Yeah, lazy initialisation is painful and easy to get wrong. I got so sick of seeing people get it wrong in various ways I wrote a utility class that encapsulated the right way to do it along with the fastest access (volatile semantics basically) possible.

Declaration is basically:

private final LazyReference = new LazyReference() {
protected abstract Message create() {
return elementResources.getMessages(componentModel);
}
};

and usage is

Messages m = messages.get();

some docs: https://labs.atlassian.com/wiki/display/CONCURRENT/LazyReference+and+ResettableLazyReference
src is now on bitbucket: https://bitbucket.org/atlassian/atlassian-util-concurrent/
for instance: https://bitbucket.org/atlassian/atlassian-util-concurrent/src/492a00b90972/src/main/java/com/atlassian/util/concurrent/LazyReference.java

There is also a form of memoizing Supplier that supports timed-out caching as well:
https://bitbucket.org/atlassian/atlassian-util-concurrent/src/492a00b90972/src/main/java/com/atlassian/util/concurrent/Lazy.java

Unknown said...

Why not use a double check like this:

public Map getMessages()
if(messages == null){
synchronized(mutex){
if(messages == null){
//load messages here
}
}
}
return messages;
}

Unknown said...

@Unknown

That's classic double check locked code that was popularized, incorrectly, around 2001. It does not ensure that all threads see a consistent view of the messages field.

Unknown said...

@Jed

LazyReference looks cool; you should do a follow on blog post about it. In my circumstance, one of the issues is to reduce the number of objects in the system: in some of my client's larger applications, they have dozens (sometimes hundreds) of pages, each with thousands of components, and multiple localization. Each component consists of a number of objects, and having excess objects can, really, truly, add up.

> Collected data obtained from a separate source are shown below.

PR #31, opened 2021-12-29
Add ability to suppress compiler logo

kant2002:
I do have plans to use that in the E2E tests, to reduce verboseness of comparison


ForNeVeR (approved):
Thanks!

PR #32, opened 2021-12-29
Add basic VSCode configuration

kant2002:
I'm not of a fan of using VS Code over VS, but on my Gentoo laptop at home this is best option IMO.


ForNeVeR (approved):
I don't use VSCode for .NET development and thus I cannot validate these changes, but I see no harm in merging them. Thanks!

PR #33, opened 2021-12-29
Add basic functional tests

kant2002:
- Compare results of CL.exe compilation with cesium.

Not sure if this test framework will fly or not, and it is not working on Linux yet. 
Based on my understanding how generators should be tested this is best long-term approach.


ForNeVeR:
I'm okay with the idea in general, but will make some changes in the script and wire it up with the CI.

kant2002:
I would like to hear more. I work from Windows and Linux so this is at least half of the work. Also I would like tot use this for testing basic runtime library.

.gitignore
```diff
@@ -4,7 +4,4 @@
 bin/
 obj/
 
-*.dll
```
kant2002, line 7: Can you leave this? If you run commands from readme it pollutes `git status`

ForNeVeR: Yeah, sure.

ForNeVeR (approved):
Thanks for help! Now this will work in CI.

PR #34, opened 2021-12-29
Add basic runtime library

### LINKED ISSUE #23: Basic runtime library
For now, I think Cesium should have a runtime library in a separate assembly (written in C#). This should define nearly all of the C standard library facilities.

I have considered other approaches (write it in C with CLI interop and compile separately with Cesium, write all the code in headers), and consider the current idea the best for the development speed of this part.

This task will be considered closed after we add a runtime library with a couple of standard functions; no fancy stuff is required.

See also #22 (about a way to call the runtime library functions).

kant2002:
- puts
- strlen

Closes #23

### DIFF
--- a/Cesium.IntegrationTests/stdio_test.c
+++ b/Cesium.IntegrationTests/stdio_test.c
@@ -1,0 +1,7 @@
+#include <stdio.h>
+
+int main()
+{
+    puts("test");
+    return 42;
+}
--- a/Cesium.IntegrationTests/stdio_test.c
+++ b/Cesium.IntegrationTests/stdio_test.c
@@ -1,7 +1,0 @@
-#include <stdio.h>
-
-int main()
-{
-    puts("test");
-    return 42;
-}
--- a/Cesium.Runtime/Cesium.Runtime.csproj
+++ b/Cesium.Runtime/Cesium.Runtime.csproj
@@ -1,0 +1,10 @@
+<Project Sdk="Microsoft.NET.Sdk">
+
+  <PropertyGroup>
+    <TargetFramework>net6.0</TargetFramework>
+    <ImplicitUsings>enable</ImplicitUsings>
+    <Nullable>enable</Nullable>
+    <AllowUnsafeBlocks>true</AllowUnsafeBlocks>
+  </PropertyGroup>
+
+</Project>
--- a/Cesium.Runtime/Cesium.Runtime.csproj
+++ b/Cesium.Runtime/Cesium.Runtime.csproj
@@ -1,10 +1,11 @@
 <Project Sdk="Microsoft.NET.Sdk">
 
   <PropertyGroup>
-    <TargetFramework>net6.0</TargetFramework>
+    <TargetFrameworks>netstandard2.0;net6.0</TargetFrameworks>
     <ImplicitUsings>enable</ImplicitUsings>
     <Nullable>enable</Nullable>
     <AllowUnsafeBlocks>true</AllowUnsafeBlocks>
+    <LangVersion>latest</LangVersion>
   </PropertyGroup>
 
 </Project>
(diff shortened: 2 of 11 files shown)


kant2002:
Errors seems to be from infra

Cesium.Runtime/Cesium.Runtime.csproj
```diff
@@ -0,0 +1,10 @@
+<Project Sdk="Microsoft.NET.Sdk">
+
+  <PropertyGroup>
+    <TargetFramework>net6.0</TargetFramework>
```
ForNeVeR, line 4: What do you think of targeting netstandard2.0 in our runtime library? I intend to support .NET Framework (not all versions, but at least the most recent ones) if it's not too tedious.

Cesium.IntegrationTests/stdio_test.c
```diff
@@ -0,0 +1,7 @@
+#include <stdio.h>
+
+int main()
+{
+    puts("test");
```
ForNeVeR, line 5: Probably this fails to parse due to string literals not being supported, yet.

Cesium.Runtime/Cesium.Runtime.csproj
kant2002: Will change. I think that would be fine.

Cesium.IntegrationTests/stdio_test.c
kant2002: I will play. Maybe I will change test somehow

Cesium.Runtime/Cesium.Runtime.csproj
kant2002: If we insist on having char as UTF-8 char, then for netstandard2.0 I cannot use `Marshal.PtrToStringUTF8` and we have to manually convert string to UTF8.

Cesium.IntegrationTests/stdio_test.c
kant2002: There nothing which I can do. I try following variants with same error in compiler, so I probably have to remove this file from integration tests.
```
//char t[5] = { 't', 'e', 's', 't', '\0', };
char t[5] = { 0x74, 0x65, 0x73, 0x74, 0, };
puts(t);
//puts("test");
```

Cesium.Runtime/Cesium.Runtime.csproj
ForNeVeR: Hm, alright. For the time being, let's live with `net6.0`, then.

Cesium.IntegrationTests/stdio_test.c
ForNeVeR: All of these aren't supported, yet :)

I propose to put this aside for now (a couple of days max; probably a dozen of hours) and give me some time to implement at least `const char* val = "hello world";`

kant2002: I think if I can add some function which does not rely on char, maybe math functions and test these parts of runtime lib. That way we will move forward.

Cesium.Runtime/Cesium.Runtime.csproj
kant2002: I have both `netstandard2.0` version and `net6.0` version. Should I remove `netstandard2.0` ?

ForNeVeR: I see, you've implemented the method yourself.

Let's leave this in the current state, then. `netstandard2.0;net6.0` looks okay to me for now.

Cesium.IntegrationTests/stdio_test.c
ForNeVeR: That would be okay, yeah. Feel free to omit this particular integration test for now.

kant2002:
I have no idea why this is green. This is consistently fails on my Linux (Gentoo) machine.

ForNeVeR (approved):
This is awesome!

I should do some testing about volatile (with a single write lock) vs. the technique discussed in the main blog posting. I suspect volatile approach would be faster for lazy initialization cases (but not for cases where the field changes value more than once).

Unknown said...

Just pulled out Goetz's book. @Unknown: see page 349 (your example is marked "don't do this"). This is DCL ("double checked locking"), broken before 1.5, works in 1.5+ only if the field (messages) is volatile.

Unknown said...

A note: I chose the getMessages() example for simplicity; further research has shown that it is safe to dispence with both synchronized and the locks for this particular field: It is write-once, and if multiple threads invoke elementResources.getMessages(), they will receive the same value: it is cached.

However, many of the other methods of InternalComponentResourcesImpl require the full-blown read/write lock technique for correctness and scalability.